Her statement follows reports based on new leaks from former NSA systems analyst Edward Snowden indicating that the NSA listened to Merkel and 34 other foreign leaders.
“With respect to NSA collection of intelligence on leaders of U.S. allies—including France, Spain, Mexico and Germany—let me state unequivocally: I am totally opposed,” Feinstein said. She added that the U.S. should not be “collecting phone calls or emails of friendly presidents and prime ministers” unless in an emergency with approval of the president.
European Union officials who are in Washington to meet with lawmakers ahead of White House talks said U.S. surveillance of their people could affect negotiations over a U.S.-Europe trade agreement. They said European privacy must be better protected.
Many officials in Germany and other European governments have made clear, however, that they don't favor suspending the U.S.-EU trade talks which began last summer because both sides stand to gain so much through the proposed deal, especially against competition from China and other emerging markets.
As tensions with European allies escalate, the top U.S. intelligence official declassified dozens of pages of top secret documents in an apparent bid to show the NSA was acting legally when it gathered millions of Americans' phone records.
Director of National Intelligence James R. Clapper said he was following the president's direction to make public as much information as possible about how U.S. intelligence agencies spy under the Foreign Intelligence Surveillance Act. Monday's release of documents focused on Section 215 of the Patriot Act, which allows the bulk collection of U.S. phone records.
The document release is part of an administration-wide effort to preserve the NSA's ability to collect bulk data, which it says is key to tracking key terror suspects, but which privacy activists say is a breach of the Constitution's ban on unreasonable search and seizure of evidence from innocent Americans.

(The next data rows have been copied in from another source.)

PR #223, opened 2024-09-24
Update install instructions to explicitly mention PyTorch 2.4

scotts:
We did not explicitly mention that we need PyTorch 2.4. It was only implied by telling folks to get the latest stable version of PyTorch.

I'm also doing some minor editing on the text to list requirements first, then ending with how to install TorchCodec.

### DIFF
--- a/docs/source/install_instructions.rst
+++ b/docs/source/install_instructions.rst
@@ -5,27 +5,27 @@ Installation Instructions
     TorchCodec is only available on Linux for now. We plan to support other
     platforms in the future.
 
-Installing torchcodec should be as simple as:
+There are three steps to installing TorchCodec:
 
-.. code:: bash
+1. Install the latest stable version of PyTorch following the
+   `official instructions <https://pytorch.org/get-started/locally/>`_. TorchCodec
+   requires `PyTorch 2.4 <https://pytorch.org/docs/2.4/>`_.
 
-    pip install torchcodec
+2. Install FFmpeg, if it's not already installed. Your Linux distribution probably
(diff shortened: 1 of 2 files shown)


docs/source/install_instructions.rst
```diff
@@ -5,18 +5,13 @@ Installation Instructions
...
-    pip install torchcodec
-
-You will need a working PyTorch installation, which you can install following
-the `official instructions <https://pytorch.org/get-started/locally/>`_.
-
-You will also need FFmpeg installed on your system, and TorchCodec decoding
+You will also need FFmpeg installed on your system. TorchCodec's decoding
 capabilities are determined by your underlying FFmpeg installation. There are
-different options to install FFmpeg e.g.:
+different options to install FFmpeg, e.g.:
```
ahmadsharif1, line 14: Instead of converting a list to English, it would be more compact and easy to read something like this:

TorchCodec installation steps:

1. Install pytorch using ...
2. Install ffmpeg using ...
3. Install torchcodec using `pip install torchcodec`

Seems more compact and readable.

ahmadsharif1 (approved):
What you wrote is okay with me as well, but as a person who likes to skim, I always appreciate terse instructions that get to the point quickly without a lot of words. Instead of "first" "then", etc. I prefer numbered lists.

docs/source/install_instructions.rst
scotts: I did that initially, then reverted it because it felt like too much ceremony. I had tried sub-subsections. I'm not sure how well it will work having code blocks in numbered lists. Let me try and see how it renders.

Issue #215, opened 2024-09-19
SimpleVideoDecoder should support numpy integers


scotts:
### 🚀 The feature

Currently, `SimpleVideoDeocder` has two ways of getting frames by an index: `__getitem__()` (array access) and `get_frame_at()`. Both currently accept an `int`. We should extend to to numpys' integers: https://numpy.org/doc/stable/user/basics.types.html#relationship-between-numpy-data-types-and-c-data-types. What I think we should probably support:

* [numpy.int32](https://numpy.org/doc/stable/reference/arrays.scalars.html#numpy.int32)
* [numpy.uint32](https://numpy.org/doc/stable/reference/arrays.scalars.html#numpy.uint32)
* [numpy.int64](https://numpy.org/doc/stable/reference/arrays.scalars.html#numpy.int64)
* [numpy.uint64](https://numpy.org/doc/stable/reference/arrays.scalars.html#numpy.uint64)

The smaller integer sizes are probably (?) not appropriate for indexing into a video, as there will be many videos with more than 2^16 frames.

### Motivation, pitch

Users are likely to use values directly from numpy to index into videos.

PR #228, opened 2024-09-25
Allow numpy integers to be used as indices for SimpleVideoDecoder

scotts:
Addresses Issue #215. The method `SimpleVideoDecoder.__getitem__(self, key)` used to do an explicit check:
```
isinstance(key, int)
```
That would fail when users provided an int-like type that was not actually an int, such as the numpy family of integers: https://numpy.org/doc/stable/reference/arrays.scalars.html#sized-aliases. We can easily handle those cases by instead doing a check for:
```
isinstance(key, numbers.Integral)
```
The key characteristic of [numbers.Integral](https://docs.python.org/3/library/numbers.html#numbers.Integral) is that it can always be turned into an `int` through the `int()` constructor.

Note that we're also adding tests for `SimpleVideoDecoder.get_frame_at(self, index)` and `SimpleVideoDecoder.get_frames_at(self, start, stop, step)` to make sure they can handle numpy integers as well. However, we don't need to change any actual logic, as they just work through duck typing. Because `__getitem__()` needs to dispatch on the key type, we need to do some type inspection. This PR makes that type inspection much more relaxed.

### DIFF
--- a/src/torchcodec/decoders/_simple_video_decoder.py
+++ b/src/torchcodec/decoders/_simple_video_decoder.py
@@ -5,6 +5,7 @@
 # LICENSE file in the root directory of this source tree.
 
 import dataclasses
+import numbers
 from dataclasses import dataclass
 from pathlib import Path
 from typing import Iterable, Iterator, Literal, Tuple, Union
@@ -186,17 +187,17 @@ class SimpleVideoDecoder:
         )
         return frame_data
 
-    def __getitem__(self, key: Union[int, slice]) -> Tensor:
+    def __getitem__(self, key: Union[numbers.Integral, slice]) -> Tensor:
         """Return frame or frames as tensors, at the given index or range.
 
         Args:
-            key(int or slice): The index or range of frame(s) to retrieve.
+            key(numbers.Integral or slice): The index or range of frame(s) to retrieve.
 
         Returns:
             torch.Tensor: The frame or frames at the given index or range.
         """
-        if isinstance(key, int):
-            return self._getitem_int(key)
+        if isinstance(key, numbers.Integral):
+            return self._getitem_int(int(key))
         elif isinstance(key, slice):
             return self._getitem_slice(key)
 
--- a/test/decoders/test_simple_video_decoder.py
+++ b/test/decoders/test_simple_video_decoder.py
@@ -4,6 +4,7 @@
 # This source code is licensed under the BSD-style license found in the
 # LICENSE file in the root directory of this source tree.
 
+import numpy
 import pytest
 import torch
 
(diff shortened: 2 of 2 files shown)


src/torchcodec/decoders/_simple_video_decoder.py
```diff
@@ -186,17 +187,17 @@ def _getitem_slice(self, key: slice) -> Tensor:
...
         Args:
-            key(int or slice): The index or range of frame(s) to retrieve.
+            key(numbers.Integral or slice): The index or range of frame(s) to retrieve.
 
         Returns:
             torch.Tensor: The frame or frames at the given index or range.
         """
-        if isinstance(key, int):
-            return self._getitem_int(key)
+        if isinstance(key, numbers.Integral):
```
ahmadsharif1, line 199: One question: would it be more general to try to cast to an int and seeing if we get an exception instead of explicitly checking numbers.Integral here?

My concern is that the user may pass in a type that's castable to an int but not an instance of numbers.Integral (is that even possible?). Do you know if that is the case?

test/decoders/test_simple_video_decoder.py
```diff
@@ -4,6 +4,7 @@
 # This source code is licensed under the BSD-style license found in the
 # LICENSE file in the root directory of this source tree.
 
+import numpy
```
ahmadsharif1, line 7: numpy is now a test-time dependency. Do we need to update any docs?

src/torchcodec/decoders/_simple_video_decoder.py
scotts: Casting to an int would _succeed_ if the user provided a float or a string (for example, `decoder[2.3]` or `decoder["3"]`), but we want to fail in those cases. We don't want to check if an object can be castable to an int, because `int(2.3)` and `int("3")` will both succeed. We want to have the same behavior as Python lists, and both `lst[2.3]` and `lst["3"]` result in a TypeError. Rather, we want to check if the object has a conversion to int, which is what numbers.Integral does.

The other option is `if int(key) == key`, but I think that's a little too subtle. I'd rather do this, which I think is the blessed, modern way of checking for exactly what we want.

To answer your question: yes, I believe that is possible. But I think this handles the majority of cases we want to handle.

test/decoders/test_simple_video_decoder.py
scotts: It's already a test time dependency. :) See https://github.com/pytorch/torchcodec/blob/1fffd024cbf12c3e6116f1555c676ff7adc86d40/test/decoders/test_video_decoder_ops.py#L13 and https://github.com/pytorch/torchcodec/blob/1fffd024cbf12c3e6116f1555c676ff7adc86d40/test/utils.py#L9

ahmadsharif1 (approved):

ahmadsharif1 (approved):

PR #229, opened 2024-09-26
Use swscale for color conversion unless we are forced to do otherwise

ahmadsharif1:
Before this diff, we would use filtergraph for color conversion.

After this diff, we prefer to use swscale for color conversion because it is faster.

We fall back to filtergraph if the width is not 32-byte aligned.

If the user forces us to use a specific color-conversion library we use that (i.e. for benchmarks).

Benchmark results:

```
python benchmarks/decoders/benchmark_decoders.py --decoders=tcoptions:color_conversion_library=swscale,tcoptions:color_conversion_library=filtergraph --bm_video_paths=/home/ahmads/jupyter/carmel1.mp4,/home/
ahmads/jupyter/853.mp4
[------------------------------- video=/home/ahmads/jupyter/carmel1.mp4 h264 640x360, 1.3s 30.0fps --------------------------------]
                                                                  |  10 seek()+next()  |  1 next()  |  10 next()  |  create()+next()
1 threads: -------------------------------------------------------------------------------------------------------------------------
      TorchcodecNonCompiled:color_conversion_library=filtergraph  |        28.0        |    13.8    |     24.2    |                 
      TorchcodecNonCompiled:color_conversion_library=swscale      |        21.6        |    11.8    |     18.7    |                 
      TorchcodecNonCompiled                                       |                    |            |             |        11.9     

[------------- video=/home/ahmads/jupyter/853.mp4 h264 3840x2160, 4.988317s 59.94005593469701fps --------------]
                                                                  |  10 seek()+next()  |  1 next()  |  10 next()
1 threads: -----------------------------------------------------------------------------------------------------
      TorchcodecNonCompiled:color_conversion_library=filtergraph  |       1958.3       |   295.5    |    577.0  
      TorchcodecNonCompiled:color_conversion_library=swscale      |       2232.9       |   301.3    |    621.7  

```

### DIFF
--- a/src/torchcodec/decoders/_core/FFMPEGCommon.cpp
+++ b/src/torchcodec/decoders/_core/FFMPEGCommon.cpp
@@ -7,7 +7,6 @@
 #include "src/torchcodec/decoders/_core/FFMPEGCommon.h"
 
 #include <c10/util/Exception.h>
-#include <iostream>
 
 namespace facebook::torchcodec {
 
--- a/src/torchcodec/decoders/_core/FFMPEGCommon.cpp
+++ b/src/torchcodec/decoders/_core/FFMPEGCommon.cpp
@@ -28,14 +28,6 @@ int64_t getDuration(const AVFrame* frame) {
 #endif
 }
 
-bool canSwsScaleHandleUnalignedData() {
-#if LIBSWSCALE_VERSION_MAJOR < 6
-  return false;
-#else
-  return true;
-#endif
-}
-
 AVIOBytesContext::AVIOBytesContext(
     const void* data,
     size_t data_size,
--- a/src/torchcodec/decoders/_core/FFMPEGCommon.cpp
+++ b/src/torchcodec/decoders/_core/FFMPEGCommon.cpp
@@ -7,6 +7,7 @@
 #include "src/torchcodec/decoders/_core/FFMPEGCommon.h"
 
 #include <c10/util/Exception.h>
+#include <iostream>
 
 namespace facebook::torchcodec {
 
@@ -25,6 +26,14 @@ int64_t getDuration(const AVFrame* frame) {
   return frame->pkt_duration;
 #else
   return frame->duration;
+#endif
+}
+
+bool canSwsScaleHandleUnalignedData() {
+#if LIBSWSCALE_VERSION_MAJOR < 6
+  return false;
+#else
+  return true;
 #endif
 }
 
--- a/src/torchcodec/decoders/_core/VideoDecoder.cpp
+++ b/src/torchcodec/decoders/_core/VideoDecoder.cpp
@@ -424,15 +424,32 @@ void VideoDecoder::addVideoStreamDecoder(
   updateMetadataWithCodecContext(streamInfo.streamIndex, codecContext);
   streamInfo.options = options;
   int width = options.width.value_or(codecContext->width);
-  auto colorConversionLibrary = options.colorConversionLibrary.value_or(
-      ColorConversionLibrary::FILTERGRAPH);
-  bool useFilterGraph =
-      (colorConversionLibrary != ColorConversionLibrary::SWSCALE);
-  if (useFilterGraph) {
+
+  // Use swscale for color conversion by default because it is faster.
+  VideoDecoder::ColorConversionLibrary autoColorConversionLibrary =
+      ColorConversionLibrary::SWSCALE;
+  // However, swscale requires widths to be multiples of 32:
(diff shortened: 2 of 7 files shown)


src/torchcodec/decoders/_core/FFMPEGCommon.cpp
```diff
@@ -7,6 +7,7 @@
 #include "src/torchcodec/decoders/_core/FFMPEGCommon.h"
 
 #include <c10/util/Exception.h>
+#include <iostream>
```
scotts, line 10: Probably a remnant from debugging, although also not horrible to keep in.

ahmadsharif1: Good catch. Removed now.

src/torchcodec/decoders/_core/VideoDecoder.cpp
```diff
@@ -424,15 +424,32 @@ void VideoDecoder::addVideoStreamDecoder(
...
   streamInfo.options = options;
   int width = options.width.value_or(codecContext->width);
-  auto colorConversionLibrary = options.colorConversionLibrary.value_or(
-      ColorConversionLibrary::FILTERGRAPH);
-  bool useFilterGraph =
-      (colorConversionLibrary != ColorConversionLibrary::SWSCALE);
-  if (useFilterGraph) {
+
+  // Use swscale for color conversion by default because it is faster.
+  VideoDecoder::ColorConversionLibrary autoColorConversionLibrary =
```
scotts, line 429: The actual logic of what we're doing here is pretty straight-forward, but I had to read it very carefully because of the length of the variable names their similarity to other locals. I think readability would be improved by pulling this into a function:
```
VideoDecoder::ColorConversionLibrary detectColorConversionLibrary(int width) {
  if (width % 32 != 0 && !canSwsScaleHandleUnalignedData()) {
    return ColorConversionLibrary::FILTERGRAPH;
  }
  return ColorConversionLibrary::SWSCALE;
}
```
And then locally:
```
auto colorConversionLibrary =
      options.colorConversionLibrary.value_or(detectColorConversionLibrary());
```

test/decoders/test_video_decoder_ops.py
```diff
@@ -371,6 +383,68 @@ def test_color_conversion_library_with_down_scaling(
...
         assert_tensor_equal(filtergraph_frame0, swscale_frame0)
 
+    @pytest.mark.parametrize(
+        "width_scaling_factor,height_scaling_factor",
+        ((1.31, 1.5), (0.71, 0.5), (1.31, 0.7), (0.71, 1.5), (1.0, 1.0)),
+    )
+    @pytest.mark.parametrize("width", [30, 32, 300])
+    @pytest.mark.parametrize("height", [128])
+    def test_color_conversion_library_with_generated_videos(
+        self, tmp_path, width, height, width_scaling_factor, height_scaling_factor
```
scotts, line 393: TIL that pytest's tmp_path is basically magic. :) https://docs.pytest.org/en/stable/how-to/tmp_path.html

test/decoders/test_video_decoder_ops.py
```diff
@@ -371,6 +383,68 @@ def test_color_conversion_library_with_down_scaling(
...
+        filtergraph_decoder = create_from_file(str(video_path))
+        _add_video_stream(
+            filtergraph_decoder,
+            width=target_width,
+            height=target_height,
+            color_conversion_library="filtergraph",
+        )
+        filtergraph_frame0, _, _ = get_next_frame(filtergraph_decoder)
+
+        auto_decoder = create_from_file(str(video_path))
```
scotts, line 439: Let's add a comment explaining what we're doing here, because it's kinda subtle.

* We consider filtergraph to the reference color conversion library. Whatever results it produces, we trust.
* We want to use swscale as much as possible, because it's faster. However, it does not work with widths are not a multiple of 32.
* We have logic in the core library to detect when we can safely use swscale based on video dimension.
* In this test, we compare filtergraph to whatever the result of our auto detection is. That means we are _intentionally_ comparing filtergraph to itself sometimes.

Note that I _almost_ made a comment that I was surprised we weren't comparing filtergraph to swscale, and then I realized the above.

We may want to pull this comment all the up to the top of the test function header, since it's really the core thing we're testing.

scotts (approved):

test/decoders/test_video_decoder_ops.py
ahmadsharif1: Done.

The release of the documents comes ahead of a House Intelligence Committee hearing Tuesday on FISA reform.
The documents support administration testimony that the NSA worked to operate within the law and fix errors when they or their systems overreached. One of the documents shows the NSA admitting to the House Intelligence Committee that one of its automated systems picked up too much telephone metadata. The February 2009 document indicates the problem was fixed.
Another set of documents shows the judges of the FISA court seemed satisfied with the NSA's cooperation. It says that in September 2009, the NSA advised the Senate Intelligence Committee about its continuing collection of Americans' phone records and described a series of demonstrations and briefings it conducted for three judges on the secretive U.S. spy court.